StreamingLinearRegressionWithSGD

class pyspark.mllib.regression.StreamingLinearRegressionWithSGD(stepSize: float = 0.1, numIterations: int = 50, miniBatchFraction: float = 1.0, convergenceTol: float = 0.001)

Train or predict a linear regression model on streaming data. Training uses Stochastic Gradient Descent to update the model based on each new batch of incoming data from a DStream (see LinearRegressionWithSGD for model equation).

Each batch of data is assumed to be an RDD of LabeledPoints. The number of data points per batch can vary, but the number of features must be constant. An initial weight vector must be provided.

Parameters
stepSizefloat, optional

Step size for each iteration of gradient descent. (default: 0.1)

numIterationsint, optional

Number of iterations run for each batch of data. (default: 50)

miniBatchFractionfloat, optional

Fraction of each batch of data to use for updates. (default: 1.0)

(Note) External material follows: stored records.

PR #5542, opened 2025-06-06
Bump up CUDA version in CI and fix test_afqmc_numerics

ye-luo:
## Proposed changes
Due to recent change on sulfur, CUDA version on the offload CI case needs to be updated.
Fix a wrong stride used in test_afqmc_numerics.

- Bugfix

- No

epyc-server

## Checklist

### DIFF
--- a/src/AFQMC/Memory/CUDA/cuda_arch.cpp
+++ b/src/AFQMC/Memory/CUDA/cuda_arch.cpp
@@ -112,6 +112,7 @@ void free(void* p, const std::string& message)
       std::cerr << " Error from: " << message << std::endl;
     }
     std::cerr << " Error from calling cudaFree: " << cudaGetErrorString(status) << std::endl;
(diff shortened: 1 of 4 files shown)


ye-luo:
Test this please

prckent (approved):

ye-luo:
Here is what I found so far regarding the remaining failure with CUDA 12.9.
The breakage starts with CUDA 12.8. Swapping cublas and cublasLt to 12.6 workaround the issue.
`LD_PRELOAD="/usr/local/cuda-12.6/lib64/libcublas.so /usr/local/cuda-12.6/lib64/libcublasLt.so"`
The segfault came out of inside gemv/gemm calls to cublas. These are not segfault inside kernels but the launch call on the lost. I cannot rule out the possibility of a bug inside cublas.

prckent:
Switched to a pinned version CUDA 12.6

PR #5546, opened 2025-06-12
Fixing JeeI crashing in DMC GPU runs

ye-luo:
## Proposed changes
CPU/GPU doesn't agree exactly on numerics and extra caution is needed. After branching, distance tables recomputed on the GPU introduce inconsistency with the JeeI compact maintained using CPU calculated distances during moves.
An electron-ion pair distance may considered inside the cutoff by GPU but outside by GPU.
This can be fixed by remaking JeeI compact lists after recomputing for resident walkers. Migrant walkers always recompute fully.

- Bugfix

- No

Aurora

## Checklist


ye-luo:
Test this please

prckent (approved):

anbenali:
I am always happy to break things :) 

Big up to Ye for finding this!!
And for reference this bug was triggered on Aurora but not Nvidia... also... it only happened after the April 15th update!! :)

PR #5547, opened 2025-06-12
Add spinor detratios

camelto2:

Please also follow the [GitHub Pull Request guidance](https://qmcpack.readthedocs.io/en/develop/developing.html#github-pull-request-guidance). As much as possible, try to avoid the ["Don't"s](https://qmcpack.readthedocs.io/en/develop/developing.html#don-t) to help maintain a high development velocity.

## Proposed changes

This PR implements some missing features in SpinorSet, namely evaluateDetRatios and evaluateDetSpinorRatios which and the appropriate mw_ implementations which allows for offloaded determinant ratios evaluations  in NonLocalECPComponent and SOECPComponents. 

After doing some test runs of SOC on a new machine, I noticed I was basically getting constant throughput for SOC as I increased the walkers_per_rank. After looking at the timers, it was clear that basically everything in the hamiltonian evaluation was falling back to CPU implementation, so we were getting basically no performance. Part of the problem was that we hardcoded the SpinorSetBuilder with useGPU="no" as a guard and never removed it. The rest was that we should be using mw_ evaluateDetRatios and mw_evaluateDetSpinorRatios, which didn't exist in SpinorSet. This is all now fixed, along with unit tests. 

Below is a figure showing relative throughput on the GPUs compared to the nonSOC case. Just from the change in determinant size alone in going from an up and down determinant of size (N/2) to a single larger determinant of size N, you expect a factor of 4 slowdown from the standard N^3 scaling. Around 300 walkers/rank is around where the throughput peaks, so we are giving enough work to the GPU and not being dominated by transfers, and with the fix we see about a 2.5 slowdown relative to the nonSOC, which is in the right ballpark. 

image

- New feature

- No

AMD MI-300A APUs

## Checklist

### DIFF
--- a/src/QMCWaveFunctions/SpinorSet.cpp
+++ b/src/QMCWaveFunctions/SpinorSet.cpp
@@ -86,6 +86,35 @@ void SpinorSet::evaluateValue(const ParticleSet& P, int iat, ValueVector& psi)
   psi = eis * psi_work_up + emis * psi_work_down;
 }
 
+void SpinorSet::evaluateDetRatios(const VirtualParticleSet& VP,
+                                        ValueVector& psi,
+                                        const ValueVector& psiinv,
+                                        std::vector<ValueType>& ratios)
+{
+  assert(psi.size() == psiinv.size());
+  const size_t norb_requested = psi.size();
+  psi_work_up.resize(norb_requested);
+  psi_work_down.resize(norb_requested);
+
+  for (size_t iat = 0.0; iat < VP.getTotalNum(); iat++)
+  {
+    psi_work_up   = 0.0;
+    psi_work_down = 0.0;
+    spo_up->evaluateValue(VP, iat, psi_work_up);
+    spo_dn->evaluateValue(VP, iat, psi_work_down);
+
+    ParticleSet::Scalar_t s = VP.activeSpin(iat);
+    RealType coss           = std::cos(s);
+    RealType sins           = std::sin(s);
+
+    ValueType eis(coss, sins);
+    ValueType emis(coss, -sins);
+
+    psi = eis * psi_work_up + emis * psi_work_down;
+    ratios[iat] = simd::dot(psi.data(), psiinv.data(), psi.size());
+  }
+}
+
 void SpinorSet::evaluateDetSpinorRatios(const VirtualParticleSet& VP,
                                         ValueVector& psi,
                                         const std::pair<ValueVector, ValueVector>& spinor_multiplier,
--- a/src/QMCWaveFunctions/SpinorSet.cpp
+++ b/src/QMCWaveFunctions/SpinorSet.cpp
@@ -121,7 +121,7 @@ void SpinorSet::mw_evaluateDetRatios(const RefVectorWithLeader<SPOSet>& spo_list
 {
   auto& spo_leader = spo_list.getCastedLeader<SpinorSet>();
   auto& vp_leader  = vp_list.getLeader();
-  IndexType nat = vp_leader.getTotalNum();
+  IndexType nat    = vp_leader.getTotalNum();
   assert(this == &spo_leader);
 
   IndexType nw                    = spo_list.size();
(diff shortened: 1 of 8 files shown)


camelto2:
I expect the current failure is due to some improper initialization of offload stuff in the test. Need to dig into it a bit to see what is going on

camelto2:
BTW, I have another PR ready to go which implements the applyRotation on SplineC2COMPTarget. Will put that up once this gets merged

ye-luo:
Test this please

src/QMCWaveFunctions/SpinorSet.h
```diff
@@ -14,6 +14,7 @@
 #define QMCPLUSPLUS_SPINORSET_H
 
 #include "QMCWaveFunctions/SPOSet.h"
+#include "VirtualParticleSet.h"
```
ye-luo: Please move this include to the cpp file. Also the test file will need this include.

src/QMCWaveFunctions/SpinorSet.cpp
```diff
@@ -86,6 +86,91 @@ void SpinorSet::evaluateValue(const ParticleSet& P, int iat, ValueVector& psi)
...
+
+void SpinorSet::mw_evaluateDetRatios(const RefVectorWithLeader<SPOSet>& spo_list,
+                                     const RefVectorWithLeader<const VirtualParticleSet>& vp_list,
+                                     const RefVector<ValueVector>& psi_list,
+                                     const std::vector<const ValueType*>& invRow_ptr_list,
+                                     std::vector<std::vector<ValueType>>& ratios_list) const
+{
+  auto& spo_leader = spo_list.getCastedLeader<SpinorSet>();
+  auto& vp_leader  = vp_list.getLeader();
+  IndexType nat    = vp_leader.getTotalNum();
```
ye-luo: Prefer `const size_t nat`

src/QMCWaveFunctions/SpinorSet.cpp
```diff
@@ -86,6 +86,91 @@ void SpinorSet::evaluateValue(const ParticleSet& P, int iat, ValueVector& psi)
...
+  assert(this == &spo_leader);
+
+  IndexType nw                    = spo_list.size();
```
ye-luo: Prefer `const size_t nw`

src/QMCWaveFunctions/SpinorSet.cpp
```diff
@@ -97,22 +182,80 @@ void SpinorSet::evaluateDetSpinorRatios(const VirtualParticleSet& VP,
...
+void SpinorSet::mw_evaluateDetSpinorRatios(const RefVectorWithLeader<SPOSet>& spo_list,
+                                           const RefVectorWithLeader<const VirtualParticleSet>& vp_list,
+                                           const RefVector<ValueVector>& psi_list,
+                                           const RefVector<std::pair<ValueVector, ValueVector>>& spinor_multiplier_list,
+                                           const std::vector<const ValueType*>& invRow_ptr_list,
+                                           std::vector<std::vector<ValueType>>& ratios_list) const
+{
+  auto& spo_leader = spo_list.getCastedLeader<SpinorSet>();
+  auto& vp_leader  = vp_list.getLeader();
+  IndexType nat    = vp_leader.getTotalNum();
```
ye-luo: Prefer `const size_t nat`

ye-luo (commented):
Overall LGTM.

src/QMCWaveFunctions/SpinorSet.h
camelto2: actually, this is already included in SPOSet, which is included in the line before. So I think I can just remove this altogether. For some reason, my editor thought it was needed but it doesn't

src/QMCWaveFunctions/SpinorSet.cpp
camelto2: fixed

src/QMCWaveFunctions/SpinorSet.cpp
camelto2: fixed

src/QMCWaveFunctions/SpinorSet.cpp
camelto2: fixed

ye-luo (approved):

ye-luo:
Test this please

PR #5549, opened 2025-06-16
Orbital Rotation for SplineC2COMPTarget

camelto2:

Please also follow the [GitHub Pull Request guidance](https://qmcpack.readthedocs.io/en/develop/developing.html#github-pull-request-guidance). As much as possible, try to avoid the ["Don't"s](https://qmcpack.readthedocs.io/en/develop/developing.html#don-t) to help maintain a high development velocity.

## Proposed changes
Implements orbital rotations for SplineC2COMPTarget. Basically, it keeps a copy of the spline coeffs on the host, and whenever the splines are rotated, it does the rotation on the CPU and offloads the new spline coeffs to the GPU for later use. This is the simplest approach, and should be fine for production calcualtions. For optimizations, where we will do many transfers from the host to device of the new coefficients, this may not be ideal. But it is at least something to build off of. 

- New feature

- No

El Dorado

## Checklist

**NOTE** it doesn't add a new test, it uncomments a previous guard so that applyRotation can be tested

### DIFF
--- a/src/QMCWaveFunctions/BsplineFactory/SplineC2COMPTarget.cpp
+++ b/src/QMCWaveFunctions/BsplineFactory/SplineC2COMPTarget.cpp
@@ -116,12 +116,8 @@ void SplineC2COMPTarget<ST>::applyRotation(const ValueMatrix& rot_mat, bool use_
         spl_coefs[cur_elem + 1] = newval_i;
       }
   }
-
-  PRAGMA_OFFLOAD("omp target update to (spl_coefs[0:spline_ptr->coefs_size])")
-  {
-    spline_ptr->coefs = spl_coefs;
-  }
-
+  // update coefficients on GPU from host
+  SplineInst->finalize();
 }
 
 template<typename ST>
--- a/src/QMCWaveFunctions/BsplineFactory/SplineC2COMPTarget.cpp
+++ b/src/QMCWaveFunctions/BsplineFactory/SplineC2COMPTarget.cpp
@@ -17,6 +17,7 @@
 #include "Platforms/OMPTarget/ompReductionComplex.hpp"
 #include "ApplyPhaseC2C.hpp"
 #include "Concurrency/OpenMP.h"
+#include "CPU/BLAS.hpp"
 
 namespace qmcplusplus
 {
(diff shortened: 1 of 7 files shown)


src/QMCWaveFunctions/BsplineFactory/SplineC2COMPTarget.cpp
```diff
@@ -52,6 +53,77 @@ bool SplineC2COMPTarget<ST>::write_splines(hdf_archive& h5f)
...
+          ST wi            = rot_mat[k][j].imag();
+          newval_r += zr * wr - zi * wi;
+          newval_i += zr * wi + zi * wr;
+        }
+        spl_coefs[cur_elem]     = newval_r;
+        spl_coefs[cur_elem + 1] = newval_i;
+      }
+  }
+
+  PRAGMA_OFFLOAD("omp target update to (spline_ptr[0:1], spl_coefs[0:spline_ptr->coefs_size])")
```
ye-luo: `spline_ptr` should not be "updated to" since only coefficients are touched.

camelto2: Ok, I was mostly looking at how the coeffs initially get offloaded (MultiBSplineOffload::finalize) and used a similar offload call. Will fix

ye-luo: Actually this is still wrong. It is missing `always`.
Let us call this virtual function instead.
https://github.com/QMCPACK/qmcpack/blob/6fcce959c62c8eec1626e67f89e54207971e39f7/src/spline2/MultiBsplineBase.hpp#L95

ye-luo: Here is what we did on the R2R https://github.com/QMCPACK/qmcpack/blob/6fcce959c62c8eec1626e67f89e54207971e39f7/src/QMCWaveFunctions/BsplineFactory/SplineR2R.cpp#L190

camelto2: Looks like we don't have that in the normal SplineC2C.cpp.

camelto2: Added to both SplineC2C and SplineC2COMPTarget

ye-luo:
Test this please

convergenceTolfloat, optional

Value used to determine when to terminate iterations. (default: 0.001)

Methods

latestModel()

Returns the latest model.

predictOn(dstream)

Use the model to make predictions on batches of data from a DStream.

predictOnValues(dstream)

Use the model to make predictions on the values of a DStream and carry over its keys.

setInitialWeights(initialWeights)

Set the initial value of weights.

trainOn(dstream)

Train the model on the incoming dstream.

Methods Documentation

latestModel() → Optional[pyspark.mllib.regression.LinearModel]

Returns the latest model.

predictOn(dstream: DStream[VectorLike]) → DStream[float]

Use the model to make predictions on batches of data from a DStream.

Returns
pyspark.streaming.DStream

DStream containing predictions.

predictOnValues(dstream: DStream[Tuple[K, VectorLike]]) → DStream[Tuple[K, float]]

Use the model to make predictions on the values of a DStream and carry over its keys.

Returns
pyspark.streaming.DStream

DStream containing predictions.

setInitialWeights(initialWeights: VectorLike) → StreamingLinearRegressionWithSGD

Set the initial value of weights.

This must be set before running trainOn and predictOn

trainOn(dstream: pyspark.streaming.dstream.DStream[pyspark.mllib.regression.LabeledPoint]) → None

Train the model on the incoming dstream.